HCF stands for Highest Common Factor. Sometimes it is also referred to as the Greatest Common Divisor (GCD).

Factors of a given number are numbers that can perfectly divide that given number

When we consider two numbers, each has its own set of factors. Some of the factors are common. The highest common factor is the common factor and the largest factor of the two numbers.

For example, the factors of 24 and 48 are given below.

24 -  1, 2, 3, 4, 6, 8, 12, 24

48 -  1, 2, 3, 4, 6, 8, 12, 16, 24, 48

The common factors are 1, 2, 3, 6, 8, 12, 24. 24 is the largest of them.

The HCF of 24 and 48 is 24

## How to find the HCF of two or more numbers?

There are 3 methods to calculate the HCF of two numbers,

1. by listing out the factors
2. by prime factorization
3. division method

### What is the HCF of 30 & 42?

Step 1 - List out the factors of each number,

Factors of 30 - 1, 2, 3, 5, 6, 10, 15, 30

Factors of  42 - 1, 2, 3, 6, 7, 14, 21, 42

Step 2 - Circle all the common factors Step 3 - 6 is the common factor and the greatest one.

Hence the HCF of 30 and 42 is 6.

## Let’s try and figure out HCF of 60 and 90 using the prime factorization

Step 1 - Represent the numbers in the prime factored form

60 = 2 x 2 x 3 x 5

90 = 2 x 3 x 3 x 5

Step 2 - HCF is the product of the factors that are common.

HCF of 60 and 90 = 2 x 3 x 5 = 30

## Let’s try and find HCF of 24 & 60 using the common division method

Step 1 - Find a prime number which is a factor of both numbers. Write this prime number on the left of the two numbers, as shown Step 2 -  Divide both numbers by this prime number, and write the quotients below the numbers.

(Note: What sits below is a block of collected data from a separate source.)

PR #715, opened 2025-05-23
Add some repository-scoped preconditions to speed up recipes by reduc…

sambsnyd:
…ing unnecessary execution of old/redundant upgrade steps.

### Checklist

### DIFF
--- a/src/main/resources/META-INF/rewrite/spring-boot-20.yml
+++ b/src/main/resources/META-INF/rewrite/spring-boot-20.yml
@@ -28,6 +28,11 @@ description: >-
 tags:
   - spring
   - boot
+preconditions:
+  - org.openrewrite.java.dependencies.search.RepositoryHasDependency:
+      groupIdPattern: org.springframework
+      artifactIdPattern: "*"
+      version: 1-5.1
 recipeList:
   # Upgrade 2.0.x from 1.x
   - org.openrewrite.java.dependencies.UpgradeDependencyVersion:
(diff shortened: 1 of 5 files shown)


jkschneider (approved):

nmck257:
Last time I did profiling, the most expensive (and redundant) part of these recipes was the dependency updates (especially glob string comparisons to check each project dep against group/artifact patterns).

Meanwhile, other included sub recipes can be desirable to re-run, for reasons like below:
- some migrations, if missed in initial upgrade, may not lead to an immediate issue, but would still be beneficial to catch later
- deprecations and later removals (where the same migration might be relevant at multiple versions)
- new sub recipes being added in the history which may apply to "modern-version" projects

For a very visible example, I still regularly see projects working on spring boot 3 upgrades which still use junit 4, which is part of the 2.4 (iirc) recipe.

Some alternative ideas:
- slice up the recipe declarations so that these new preconditions apply only to spring dep mgmt recipes
- in-memory caching for glob matcher results (and then re-profile)

jkschneider:
> some migrations, if missed in initial upgrade, may not lead to an immediate issue, but would still be beneficial to catch later

This is why the preconditions introduce a version range which still has some slack in it.

nmck257:
The version range slack helps; if I'm reading right, each recipe would expect to include its N-1 recipe in a one-minor-version upgrade scenario (or N-2 if the range syntax is inclusive). That probably catches most deprecate-remove scenarios, but perhaps not all.

But my two cents is still that the deep history is a strength, and I *expect* (but don't have stats) that avoiding just the repeated "update spring GAVs" part of each recipe would yield most of the same perf benefits while preserving the recipes' diligence.

sambsnyd:
Increasing the maven metadata cache expiration time in the agent has taken 10m timeouts down to 30s successes, so this doesn't feel necessary anymore

nmck257:
Excellent news; thanks for being open to other avenues here :)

Step 3 - Keep repeating both steps for the quotient obtained. Step 4 - If you’re unable to find a common prime factor, then the HCF will be the product of all the numbers in the left column.

Therefore the HCF of 24 and 60 is 2 x 2 x 3 = 12

## Tips and Tricks to find Factors and Multiples

• The listing method works best for the smaller numbers.
For example, listing multiples of 15 & 20 and finding out the least common multiple is easier.
• With larger numbers listing multiples would be a tedious task. It is best to use the prime factorization method.
For example, listing multiples for 150 and 242 would be very tedious. Prime factorization of these numbers would be simpler.
• When you have to find out the LCM or HCF of 3 or more numbers using the common division method would be the best. It gives the flexibility to factorize the numbers simultaneously.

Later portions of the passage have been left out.